I could never do this with my Android, as the only way to have instant access to the camera from the lock screen was to disable the password and make the phone insecure, which is really not a good idea when your phone has access to your facebook, email, twitter etc. As a result I often missed out on photo opportunities of my kids because by the time I gave got my phone out, turned it on, entered the password, started the camera app, it was too late.
- Feels more like a business device
I use my phone more for work than play, and I must say that Windows phone feels far more suited to this arena and I feel this is probably the niche where Windows phone may take off, especially considering that most business users are windows users and will (eventually) be using Windows 8.1 or its successor on their desktop PC.
The interface is slick and simple and uncluttered, and the way the live tiles auto update is simple yet useful. If you are coming from Android then it may take a couple of weeks for it to grow on you, but I got there eventually and I really didn’t like the metro interface to begin with.
- Simple Interface
While the simple tile interfaces was annoying at the start and is not perfect, it eventually grew on me. It is so simple to use that it is certainly the phone you would want to give to a non technical person like your parents for example, who would likley have a much easier time getting to grips with it and using the tiles than they would with an Android or iPhone, and because of that it would be much easier to support.
- Wireless Charging
It comes with an inductive charger, not unique I know, but it is the first device I have owned which supports inductive charging and it is ace. Although the charger does seem a little tetemperamental and requires the phone to be in a specific position, so by the time I have finally found the charging position I could have plugged it in instead.

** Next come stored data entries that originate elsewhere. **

PR #7211, opened 2020-06-18
[Android] Fixed surface recreation when resuming from sleep mode on FireTV

### LINKED ISSUE #7209: EglMakeCurrent fails when returning from sleep mode on FireTV devices
## Issue
So on some Amazon FireTV devices there is an issue resuming from sleep mode. The game resumes however it is only a black screen with music playing. This is currently blocking an update submission of mine. I say _some_ devices because I actually couldn't reproduce the problem at first, I ended up having to do a factory reset on my FireTV Stick 4k to get the problem to show up. So obviously there is something about this that's partially an issue with the device/os itself, however I have found that it is possible to solve the problem on our end.

## Cause
For reference, the issues I'll describe are in this [MonoGameAndroidGameView.cs](https://github.com/MonoGame/MonoGame/blob/3fde2bf96888ca7e21dc090389e59260a999401a/MonoGame.Framework/Platform/Android/MonoGameAndroidGameView.cs)

What I've found is that when the FireTV comes out of sleep mode it triggers certain events before monogame is ready. This method must be called __successfully__.
```C#
public void SurfaceChanged(ISurfaceHolder holder, global::Android.Graphics.Format format, int width, int height)
{
    // Set flag to recreate gl surface or rendering can be bad on orienation change or if app 
    // is closed in one orientation and re-opened in another.
    lock (_lockObject)
    {
        // can only be triggered when main loop is running, is unsafe to overwrite other states
        if (_internalState == InternalState.Running_GameThread)
        {
            _internalState = InternalState.ForceRecreateSurface;
        }
    }
}
```
[SurfaceChanged()](https://github.com/MonoGame/MonoGame/blob/3fde2bf96888ca7e21dc090389e59260a999401a/MonoGame.Framework/Platform/Android/MonoGameAndroidGameView.cs#L104-L117)

The method is indeed getting called, however the _internalState is still InternalState.Resuming_UIThread . Because of this nothing actually happens and the InternalState is never set to ForceRecreateSurface, which needs to happen.

Because the surface never gets recreated the method [MakeCurrent()](https://github.com/MonoGame/MonoGame/blob/3fde2bf96888ca7e21dc090389e59260a999401a/MonoGame.Framework/Platform/Android/MonoGameAndroidGameView.cs#L156-L165) constantly fails and spits out the error 
> eglMakeCurrent:819 error 300b (EGL_BAD_NATIVE_WINDOW)

## Solutions
The way I see it there are 2 possible solutions. 

One would be to implement a system that ensures _internalState will eventually get set to ForceRecreateSurface even if _internalState is not Running_GameThread when SurfaceChanged gets called. I assume this would involve adding some variable such as _needToForceRecreateSurface that __always__ gets set to true in SurfaceChanged and then when _internalState returns to Running_GameThread the state could be set to ForceRecreateSurface by [RunIteration()](https://github.com/MonoGame/MonoGame/blob/3fde2bf96888ca7e21dc090389e59260a999401a/MonoGame.Framework/Platform/Android/MonoGameAndroidGameView.cs#L568-L633)

The second solution would be to simply insert the same code from SurfaceChanged into the MakeCurrent method if the failure occurs. Here's an example of that implementation.
```C#
public virtual void MakeCurrent()
{
    EnsureUndisposed();
    if (!egl.EglMakeCurrent(eglDisplay, eglSurface,
            eglSurface, eglContext))
    {
        if (egl.EglGetError() == EGL10.EglBadNativeWindow)
        {
            lock (_lockObject)
            {
                // can only be triggered when main loop is running, is unsafe to overwrite other states
                if (_internalState == InternalState.Running_GameThread)
                {
                    _internalState = InternalState.ForceRecreateSurface;
                }
            }
        }
        System.Diagnostics.Debug.WriteLine("Error Make Current" + GetErrorAsString());
    }
}
```

I would be glad to implement either of these solutions (or a proposed 3rd option) but wanted to get feedback on the preferred fix before submitting a pull request.

- MonoGame 3.7.1
- Current develop branch build

- Windows

- Android

Romans-I-XVI:
Fixes  #7209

I can certainly see myself getting a charging pad and using only inductive devices in the future.
what I don’t like so far
- Lack of google integration
I am deeply embedded in the Google eco system, my company uses Google apps and so do I, and I have become very accustomed to all my photos being automatically uploaded to Google+, which is no longer possible, at least not natively.
Windows Phone will instead upload your photos to OneDrive, which is understandable as it is a Microsoft eco system, but this does mean more work via your PC if you then want to store and share those images on G+
I really don’t much care for the built in calendar. It is very hard to read, at least for me as I am very long sighted, even with the system font size increased I cannot read the daily events without opening them.
- Color scheme
You have no granular control over this, you can choose a base colour for your system, which becomes the default tile color and affects background and text color, and it is just impossible to read text in places where the colors clash.
The simple tile approach doesn’t work for everything.
- Sound management
On my android I was able to set reminders and alerts to play continuously until I acknowledged them. I have not been able to do this on windows phone, which means if I do not hear the one time ding or beep to tell me there is an event or text message, I miss it.
- No extendibility
The lumia 930 is a closed phone, you cannot get at the battery or add more memory with an SD card.
Although to be fair, it does have 32GB onboard + 2GB system RAM, which is the same as I had on my android with an SD card, so I think I am unlikely to ever exceed this anyway.
My experience with adding bigger batteries to phones was also not a positive one and i ended up switching back to the default battery, so I am probably not misisng out on anything there either. But this may be an issue for some with this phone.
- NFC is not implemented properly
I never had cause to use NFC until recently, when I purchased a Yubikey neo to use with LastPass, only to discover that it won’t work because Microsoft have done a non standard implementation of NFC.